#### Required work
Scan the data below and work out how many of its lines contain the word "representing". Give only that number.

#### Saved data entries
━━━━━━━━

PR #7236, opened 2018-05-11
[1LP][RFR] V2v infra mapping wizard

kedark3:
Purpose or Intent
=================

_Adding_ new Widgets required for V2V infrastructure mapping wizard, also, the wizard itself.

**UPSTREAM ONLY**

{{pytest: cfme/tests/v2v/test_v2v.py -v }}


dajoRH:
Lint report for commit 5d01bf4cb1db5bf945af689690aba387d0edd973:

- :bangbang: Line 4352:101: **E501** *line too long (102 > 100 characters)*

**No commit flaws detected**.

*CFME QE Bot*

widgetastic_manageiq/__init__.py
```diff
@@ -4051,3 +4051,461 @@ def data_for_timestamp(self, timestamp):
         for row in self.tooltip.rows():
             tooltip_data.update({row[0].text: row[1].text})
         return tooltip_data
+
+# Widget and its form views for Infra Planning Wizard
+
+
+class MultiSelectBox(Widget):
```
We already have `MultiBoxSelect`. Please use another name to avoid mistakes.

widgetastic_manageiq/__init__.py
```diff
@@ -4051,3 +4051,461 @@ def data_for_timestamp(self, timestamp):
...
+    """Multi Select Box to be used in Infra Planning Wizard for v2v.
+
+    Args:
+        div_id (str): id of div element that contains multiselectbox
+    Usage:
+        e.g. target_clusters = MultiSelectBox('target_clusters')
+    """
+    ITEM_LOCATOR = ParametrizedLocator('.//div[contains(@id,{@div_id|quote})]/div/div/div/span'
```
quarckster: Widget should have `ROOT` attribute.

widgetastic_manageiq/__init__.py
```diff
@@ -4051,3 +4051,461 @@ def data_for_timestamp(self, timestamp):
...
+    SELECTED_ITEM_LOCATOR = ParametrizedLocator('.//div[contains(@id,{@div_id|quote})]/'
+        'div[contains(@class,"selected")]/div/div/span'
+    '[contains(@class,"dual-pane-mapper-item-container")]')
+
+    def __init__(self, parent, div_id, logger=None):
+        Widget.__init__(self, parent, logger=logger)
+        self.div_id = div_id
+
+    @property
+    def is_displayed(self):
```
Not needed if `ROOT` is defined.

widgetastic_manageiq/__init__.py
```diff
@@ -4051,3 +4051,461 @@ def data_for_timestamp(self, timestamp):
...
+        """Method to read elements that are currently selected."""
+        return self.list_selected_items
+
+    def fill(self, values, partial_match=False):
+        """Click/Select multiple the items in the multiselectbox
+
+        Args:
+            items: 'list' of items of type 'str' to be matched
+            partial_match: if you want to use partial text matching. Default:False
+        Returns: True if all values were found and clicked. False if key_error_count != 0.
```
`fill` must return `False` if `values == self.read()` and `True` if filling finished successfully.

widgetastic_manageiq/__init__.py
```diff
@@ -4051,3 +4051,461 @@ def data_for_timestamp(self, timestamp):
...
+    def list_all_items_locators(self):
+        """Returns list of item locators for each of the items."""
+        return self.browser.elements(self.ITEM_LOCATOR.locator)
+
+    @property
+    def list_selected_items_locators(self):
+        """Returns list of item locators for currently selected items."""
+        return self.browser.elements(self.SELECTED_ITEM_LOCATOR.locator)
+
+    def _get_all_options(self):
```
This should be a property.

widgetastic_manageiq/__init__.py
```diff
@@ -4051,3 +4051,461 @@ def data_for_timestamp(self, timestamp):
...
+            raise ItemNotFound("{} was not found in {}".format(text, self.list_items))
+
+
+class InfraMappingTreeView(Widget):
+    """Widget to capture/interact with the InfraMappingTreeView in Infra Mapping Wizard for v2v.
+
+    Args:
+        tree_class(str): Class name of the div representing this TreeView
+    """
+    ROOT_ITEMS = ParametrizedLocator('//div[contains(@class,{@tree_class|quote})]/ul/li/'
```
`ROOT` should be defined

widgetastic_manageiq/__init__.py
```diff
@@ -4051,3 +4051,461 @@ def data_for_timestamp(self, timestamp):
...
+                try:
+                    self.all_items_locators[item].click()
+                except KeyError:
+                    key_error_count += 1
+                    self.logger.debug("Could not find {} in {}"
+                        .format(item, self.all_items_locators.keys()))
+        return (key_error_count == 0 and len(values) > 0)
+
+
+class InfraMappingCommonButtonsSet1(View):
```
All these views below should go in `cfme/v2v`

widgetastic_manageiq/__init__.py
```diff
@@ -4051,3 +4051,461 @@ def data_for_timestamp(self, timestamp):
...
+                    partial_match=partial_match)
+                self.add_mapping.click()
+
+
+class InfraMappingWizardResultsViw(InfraMappingCommonButtonsSet1):
+    next_btn = Button("Close")
+    continue_to_plan_wizard_btn = Button("Continue to the plan wizard")
+
+
+class InfraMappingWizard(Widget):
```
This should be a view.

widgetastic_manageiq/__init__.py
```diff
@@ -4051,3 +4051,461 @@ def data_for_timestamp(self, timestamp):
...
+        if isinstance(sources, list) and sources and target:
+            for item in sources:
+                self.logger.info("Mapping Source Cluster {} to Target Cluster {}"
+                    .format(item, target))
+                self.source_clusters.select_by_text(item, partial_match=partial_match)
+                self.target_clusters.select_by_text(target, partial_match=partial_match)
+                self.add_mapping.click()
+
+
+class InfraMappingWizardDatastoresViw(InfraMappingCommonButtonsSet1, InfraMappingCommonButtonsSet2):
```
1. Typo is here. 
2. Don't inherit `InfraMappingCommonButtonsSet1` and `InfraMappingCommonButtonsSet2`, but include them using `View.include`

widgetastic_manageiq/__init__.py
```diff
@@ -4051,3 +4051,461 @@ def data_for_timestamp(self, timestamp):
...
+        """
+        if isinstance(sources, list) and sources and target:
+            for item in sources:
+                self.source_networks.select_by_text(item, partial_match)
+                self.target_networks.select_by_text(target.split("(")[0],
+                    partial_match=partial_match)
+                self.add_mapping.click()
+
+
+class InfraMappingWizardResultsViw(InfraMappingCommonButtonsSet1):
```
Typo

widgetastic_manageiq/__init__.py
kedark3: I believe @mshriver wanted me to put it in widgetastic_manageiq

widgetastic_manageiq/__init__.py
kedark3: @mshriver I believe we discussed this to be a widget

widgetastic_manageiq/__init__.py
quarckster: From my perspective only widely ised widgets and views should go in `widgetastic_manageiq`. These view are specific for v2v and should go in to a respectful module.

widgetastic_manageiq/__init__.py
quarckster: Nope, it should be a view.

widgetastic_manageiq/__init__.py
quarckster: This part `.//div[contains(@id,{@div_id|quote})]` could be `ROOT`

kedark3:
@quarckster Thanks for all reviews. I will update the PR.

dajoRH:
Lint report for commit 1e7d33ad83194140ff961cde3be944f01030a7f6:

- :bangbang: Line 4316:5: **E303** *too many blank lines (2)*

**No commit flaws detected**.

*CFME QE Bot*

widgetastic_manageiq/__init__.py
mshriver: @kedark3 don't recall recommending that, but regardless, these aren't MIQ widgets, they're specific views for v2v model, so yeah I'd put them in `cfme/v2v`

cfme/v2v/migrations.py
```diff
@@ -0,0 +1,130 @@
...
+from cfme.modeling.base import BaseCollection, BaseEntity
+from cfme.utils.appliance.implementations.ui import navigator, CFMENavigateStep, navigate_to
+
+from navmazing import NavigateToAttribute, NavigateToSibling
+from widgetastic.widget import View
+from widgetastic_patternfly import Text, TextInput, Button
+from widgetastic_manageiq import InfraMappingWizard
+
+
+# class InfrastructureMappingWizard(View):
```
mshriver: remove?

cfme/v2v/migrations.py
```diff
@@ -0,0 +1,130 @@
+import attr
+
+from cfme.base.login import BaseLoggedInPage
+from cfme.modeling.base import BaseCollection, BaseEntity
+from cfme.utils.appliance.implementations.ui import navigator, CFMENavigateStep, navigate_to
+
+from navmazing import NavigateToAttribute, NavigateToSibling
```
mshriver: imports are reversed, local should be last.

cfme/v2v/migrations.py
```diff
@@ -0,0 +1,130 @@
...
+
+# Collections Entities
+
+
+@attr.s
+class InfrastructureMapping(BaseEntity):
+    """Class representing v2v infrastructure mappings"""
+    name = attr.ib()
+    description = attr.ib()
+    clusters_view = attr.ib(default=dict())
```
mshriver: It isn't clear what these are, are they view classes? Why default to dict for something that is `<name>_view` named?

setup.py
```diff
@@ -128,8 +128,10 @@
             'generic_objects = cfme.generic_objects.instance:GenericObjectInstanceCollection',
             'groups = cfme.configure.access_control:GroupCollection',
             'infra_providers = cfme.infrastructure.provider:InfraProviderCollection',
+            'infrastructure_mapping = cfme.v2v.migrations:InfrastructureMappingCollection',
```
mshriver: Consider names like `v2v_mapping` and `v2v_plan`

widgetastic_manageiq/__init__.py
mshriver: @kedark3 maybe a name change for `list_items` would help, like `all_items`, since we commonly use `all_<component>` for other widget methods.

widgetastic_manageiq/__init__.py
mshriver: I'd agree @quarckster, InfraMappingCommonButtonsSet1/2 being base classes for other V2V widgets creates a bit of an odd structure. `View.include` is perfect here.

widgetastic_manageiq/__init__.py
mshriver: @kedark3 was there a reason for using `Widget` instead of `View` here?  `View` definitely makes more sense as its a modal that's a collection of widgets.

widgetastic_manageiq/__init__.py
kedark3: done

cfme/v2v/migrations.py
kedark3: For each of these x_view=attr.ib(default=dict()), they are basically pages in the wizard/form and I pass data to fill those forms as dictionary. Do you want me to name it differently? Maybe, clusters_form_data or clusters_view_data?

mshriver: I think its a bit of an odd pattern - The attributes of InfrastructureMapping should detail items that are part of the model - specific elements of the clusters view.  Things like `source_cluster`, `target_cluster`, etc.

━━━━━━━━

#### Result of the exercise
2